Pediatric traumatic neck injuries are uncommon but are associated with mortality rates approaching 10%.

Unstable patients with hard signs of vascular or aerodigestive injury should be managed operatively.

Stable patients with possible injuries should be further evaluated (Fig. 16.2).

Fig. 16.2
figure 2_16

Management flow diagram

Esophageal injuries are rare and often present in a completely asymptomatic patient, going unnoticed for days.

Esophageal injuries should be excluded by standard imaging practices in the context of a penetrating injury to the neck.

The blind approach of treating the patient simply according to which zone is involved has for the most part been abandoned.

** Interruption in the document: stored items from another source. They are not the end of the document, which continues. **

PR #1632, opened 2022-08-30
fix(ui): type all the things (strict mode)

maxbrunet:
More type annotations!

Closes #1579

PR #1664, opened 2022-09-05
Use connect-go and connect-web for APIs

metalmatze:
This was my 20% Friday project and I'll continue.

It makes Parca use [Connect](https://connect.build/) which makes creating the Server for both HTTP/JSON and gRPC/protobuf a lot easier. 

The Targets page of Parca already works via the newly generated APIs with HTTP/JSON directly.
And some of the Query service APIs also work. This is the most work left, converting the APIs.

Since we use a couple of gRPC interceptors we need to write these for the time being ourselves. It should be too complex. In fact, for [Pyrra](https://github.com/pyrra-dev/pyrra) I've already started to write an interceptor that creates the known `grpc_server_*` and `grpc_client_*` metrics. 
AFAIK the buf people are working on an Open Telemetry interceptor too. I'll ask them about it.


ui/packages/shared/client/src/parca/query/v1alpha1/query_pb.ts
```diff
@@ -0,0 +1,2015 @@
...
+   * @generated from field: int64 flat = 3;
+   */
+  flat = protoInt64.zero;
+
+  /**
+   * diff is the diff value between two profiles
+   *
+   * @generated from field: int64 diff = 4;
+   */
+  diff = protoInt64.zero;
```
maxbrunet, line 889: That looks nice, it automatically handles the `int64` support: https://github.com/bufbuild/protobuf-es/blob/main/packages/protobuf/src/proto-int64.ts

The config was manual with the other plugin: https://github.com/timostamm/protobuf-ts/blob/master/MANUAL.md#bigint-support

The strict mode PR (#1632) surfaces some potential issues around it, and you might need to handle them, a large comment in the plugin's code seems to explain how

buf.gen.yaml
```diff
@@ -12,6 +12,11 @@ plugins:
     out: gen/proto/go
     opt: paths=source_relative
 
+  # renovate: datasource=github-releases depName=bufbuild/connect-go
+  - plugin: connect-go
```
maxbrunet, line 16: Aliases! I'd still pin the version of the plugins to ensure it is reproducible

maxbrunet (commented):
Exciting to see movement on this PR!


> Since we use a couple of gRPC interceptors we need to write these for the time being ourselves. It should be too complex. In fact, for [Pyrra](https://github.com/pyrra-dev/pyrra) I've already started to write an interceptor that creates the known `grpc_server_*` and `grpc_client_*` metrics. 
> AFAIK the buf people are working on an Open Telemetry interceptor too. I'll ask them about it.

btw `connect-opentelemetry-go` has had its first release: https://buf.build/blog/connect-opentelemetry-go

PR #1665, opened 2022-09-05
pkg/symbol: Prevent redundant ELF file openings

marselester:
Hello,

I was looking at the symbol package and noticed that there might be a potential performance gain if an ELF file was opened once instead of N times, i.e., there will be less [`elf.NewFile()`](https://cs.opensource.google/go/go/+/refs/tags/go1.19:src/debug/elf/file.go;l=243) calls.

It's just an idea though. The downside is that the code gets less readable due to extra `f.Open()`/`f.Close()`.


pkg/debuginfo/store.go
```diff
@@ -223,7 +223,12 @@ func (s *Store) upload(ctx context.Context, buildID, hash string, r io.Reader) e
 			return status.Error(codes.Internal, err.Error())
 		}
 
-		if err := elfutils.ValidateFile(objFile); err != nil {
+		f, err := elfutils.Open(objFile)
+		if err == nil {
+			err = f.Validate()
```
kakkoyun, line 228: I'd expect to check for validity if there's no error opening the file.

pkg/debuginfo/store.go
```diff
@@ -223,7 +223,12 @@ func (s *Store) upload(ctx context.Context, buildID, hash string, r io.Reader) e
...
+		}
+		if err != nil {
+			f.Close()
```
kakkoyun, line 231: I'd also expect the file is opened only without an error returned from the Open function.

pkg/symbol/elfutils/elfutils.go
```diff
@@ -25,6 +25,32 @@ import (
 	"github.com/nanmu42/limitio"
 )
 
+// File represents an open ELF file.
+type File struct {
```
kakkoyun, line 29: Can we get away without introducing a new type? It'd be amazing just to use `elf.File`?

kakkoyun (commented):
Looking good. We might need to meditate on the APIs just a little more, maybe?

The idea was to have self-contained functions to work anywhere.
We can expose the equivalent functions that accept files as well. Or, as you did, we can add the functionality to a type. But rather than introducing a new type, how about using the existing one like `elf.File` or https://github.com/parca-dev/parca/blob/main/pkg/symbol/elfutils/debuginfofile.go

We also have a similar abstraction in parca-agent https://github.com/parca-dev/parca-agent/tree/main/pkg/objectfile that could give an idea.

pkg/symbol/elfutils/elfutils.go
marselester: Sure, I've updated the PR.

pkg/debuginfo/store.go
```diff
@@ -234,12 +235,19 @@ func (s *Store) upload(ctx context.Context, buildID, hash string, r io.Reader) e
 		}
 
 		// Valid.
-		hasDWARF, err := elfutils.HasDWARF(objFile)
+		f, err := elf.Open(objFile)
 		if err != nil {
 			level.Debug(s.logger).Log("msg", "failed to check for DWARF", "err", err)
```
kakkoyun, line 240:
```suggestion
			level.Debug(s.logger).Log("msg", "failed to open object file", "err", err)
```

pkg/debuginfo/store.go
```diff
@@ -433,18 +441,25 @@ func (s *Store) FetchDebugInfo(ctx context.Context, buildID string) (string, deb
 	}
 
 	if source != debuginfopb.DownloadInfo_SOURCE_DEBUGINFOD {
-		hasDWARF, err := elfutils.HasDWARF(objFile)
+		f, err := elf.Open(objFile)
 		if err != nil {
 			level.Debug(logger).Log("msg", "failed to check for DWARF", "err", err)
```
kakkoyun, line 446:
```suggestion
			level.Debug(logger).Log("msg", "failed to open object file", "err", err)
```

pkg/symbol/elfutils/elfutils.go
```diff
@@ -126,32 +114,9 @@ func IsSymbolizableGoObjFile(path string) (bool, error) {
 	return false, errors.New("failed to detect .gopclntab section or section has no bits")
 }
 
-// IsGoObjFile checks whether the specified executable or library file is generated by Go toolchain.
-func IsGoObjFile(path string) (bool, error) {
```
kakkoyun, line 130: I assume this has not been used anywhere else, right?

pkg/symbol/symbol.go
```diff
@@ -201,13 +205,21 @@ func (s *Symbolizer) liner(m *pb.Mapping, path string) (liner, error) {
 // newLiner creates a new liner for the given mapping and object file path.
 func (s *Symbolizer) newLiner(buildID, path string) (liner, error) {
 	logger := log.With(s.logger, "file", path, "buildid", buildID)
-	hasDWARF, err := elfutils.HasDWARF(path)
+
+	f, err := elf.Open(path)
+	if err != nil {
+		level.Error(logger).Log("msg", "failed to open binary", "err", err)
+		return nil, ErrLinerCreationFailedFile
```
kakkoyun, line 212: Let's just wrap and return the error we received. No need to obfuscate the existing error. Also, this deprecates the log line above. We should only handle errors once.

kakkoyun (commented):
Looking good. I've left my comments.

My other concern, even though not directly related to this PR, was that the `store.upload` function became harder to read with multiple levels of if and else's. We need to write some tests and refactor this method to make it more maintainable.

And also, we'll need a subsequent PR on the agent side to adapt to these changes.

pkg/symbol/elfutils/elfutils.go
marselester: Yeah, I couldn't find any references in parca and parca-agent repositories.

pkg/symbol/symbol.go
marselester: Makes sense 👍

kakkoyun (approved):
LGTM! Thanks :tada:

PR #1675, opened 2022-09-06
Run `buf mod update`

### LINKED ISSUE #1674: Update buf googleapis reference
We recently made a change to our managed [buf.build/googleapis/googleapis](https://buf.build/googleapis/googleapis) repository before certifying BSR as v1. You'll need to run `buf mod update` in proto/ to update your buf.lock.

[googleapis](https://github.com/googleapis/googleapis) contains over 3800 files, mostly relating to Google's core APIs. This causes numerous issues for most users, such as timeouts when installing packages with huge swaths of unused code to pull in just a few files. Not only is this a lot of code over the network and on disk, but it can cause issues in editors that try to parse all of that code!

However, there are only ~30 files used by 99.999% of developers, and these files are the most common dependency in the Protobuf ecosystem. For example:

- google.type, which defines useful messages such as DateTime and Money.
- google.rpc, for interacting with gRPC.
- google.api, for defining APIs, such as with grpc-gateway.

We considered these commonly used packages and included a subset of them into the new, slim googleapis repository.

We *hate* breaking anyone, even in an alpha, and our apologies that it's causing any difficulties here. The issues with googleapis were serious enough that we felt that we had to do this in this extraordinary circumstance. We're coming out of beta extremely soon, and once we do, we take our responsibility not to break customers (free users or otherwise) very seriously, we appreciate you riding the rough road for the moment!

stefanvanburen:
Fixes #1674.

### DIFF
--- a/.github/workflows/proto-pr.yaml
+++ b/.github/workflows/proto-pr.yaml
@@ -61,4 +61,4 @@ jobs:
         with:
           input: 'proto'
           # The 'main' branch of the GitHub repository that defines the module.
-          against: 'https://github.com/${GITHUB_REPOSITORY}.git#branch=main,ref=HEAD~1,subdir=proto'
+          against: 'https://github.com/${GITHUB_REPOSITORY}.git#branch=main,subdir=proto'
--- a/Makefile
+++ b/Makefile
@@ -109,6 +109,7 @@ proto/all: proto/vendor proto/format proto/lint proto/generate
 proto/lint:
 	# docker run --volume ${PWD}:/workspace --workdir /workspace bufbuild/buf lint
 	buf lint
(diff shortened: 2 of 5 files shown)


kakkoyun:
The failure of the PR check is because of the breaking API check. And that's caused by the removable of the referred module version from the buf registry. So it's safe to merge the PR if we're satisfied with the generated files. Consecutive checks will be green after we merge this.

```
❯ buf build .git#branch=main
Failure: buf.build/googleapis/googleapis:80720a488c9a414bb8d4a9f811084989: does not exist
```
https://buf.build/googleapis/googleapis/commits/main

kakkoyun (approved):

manojVivek:
@all-contributors Please add @stefanvanburen for code.

PR #1678, opened 2022-09-07
pkg/scrape: fix manager reload potential deadlock

heylongdacoder:


kakkoyun (approved):
LGTM.

Great catch! Thanks for the fix :+1:

PR #2811, opened 2023-03-20
Bump frost

thorfour:
This brings in the latest FrostDB instance which fixes a panic in large aggregations.

Updates the Aggregation querier functions to handle multiple callbacks which can now happen for very large aggregations.


brancz:
So far lgtm but there are some more changes necessary for bumping to latest frostdb.

brancz (approved):

PR #2816, opened 2023-03-21
ui: Delete the @parca/functions folder and its usage

yomete:
The package is already deprecated as seen [here](https://www.npmjs.com/package/@parca/functions)


yomete:
@manojVivek @monicawoj

manojVivek (approved):
Lgtm!

PR #2826, opened 2023-03-22
introduce deterministic metrics graph coloring

### LINKED ISSUE #2478: Deterministic graph colors
Hey there, great project!

I am trying out parce for a small project of mine to evaluate for further use. Setting it up locally using the binary worked like a charm and I am playing around with the UI for now.

# Issue Description
A small thing I noticed is that the colors of the graphs do not seem to be assigned in a deterministic way. This causes the colors of the graphs to switch when pressing the "Search" button a couple of times:

image
image

This can be quite confusing, especially if the graph contains even more graphs. I guess a production deployment of parca will use a more sophisticated setup including a grafana for visualisation, but it would still be nice to improve the out-of-the-box experience.

# Proposed Solution

Assign graph colors in a more deterministic way.

Since profiles are "tagged" with things like `instance` and `job` (and probably others), tweaking the color selection algorithm to order profiles by taking these tags into account should be a viable option.

monicawoj:
resolves #2478


ui/packages/shared/profile/src/MetricsGraph/index.tsx
```diff
@@ -58,6 +58,7 @@ export interface HighlightedSeries {
 interface Series {
   metric: Label[];
   values: number[][];
+  id: string;
```
metalmatze, line 61: In this instance, we should probably call it `labelset`. 
```suggestion
  labelset: string;
```

metalmatze (commented):
Very cool. Looking forward to giving it a try!

yomete (approved):

manojVivek (approved):

PR #2830, opened 2023-03-22
ui/packages/shared/hooks/src/useUserPreference: Enable trimming by default

metalmatze:
With the recent improvements to trimming, we want to enable trimming by default again.


metalmatze:
Given this only flips a boolean I'm going to enable auto merged :relaxed:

A systematic diagnostic approach that considers the possibility of injury to major blood vessels, the esophagus, and the airway is the preferred approach

Editor’s Comment

Neck injuries have been traditionally associated with a significant concern over missed injuries and aggressive attempts to exclude injuries with invasive diagnostic procedures and the frequent use of surgical exploration. Recent advances in medical imaging have helped to minimize both missed injuries as well as iatrogenic trauma. Based on the mechanism and a thorough physical assessment for soft signs of injury to the vascular and aerodigestive structures of the neck, one can now use Doppler US, CT, CT angiography, or MRI to produce accurate and detailed images of the complex anatomy of the neck.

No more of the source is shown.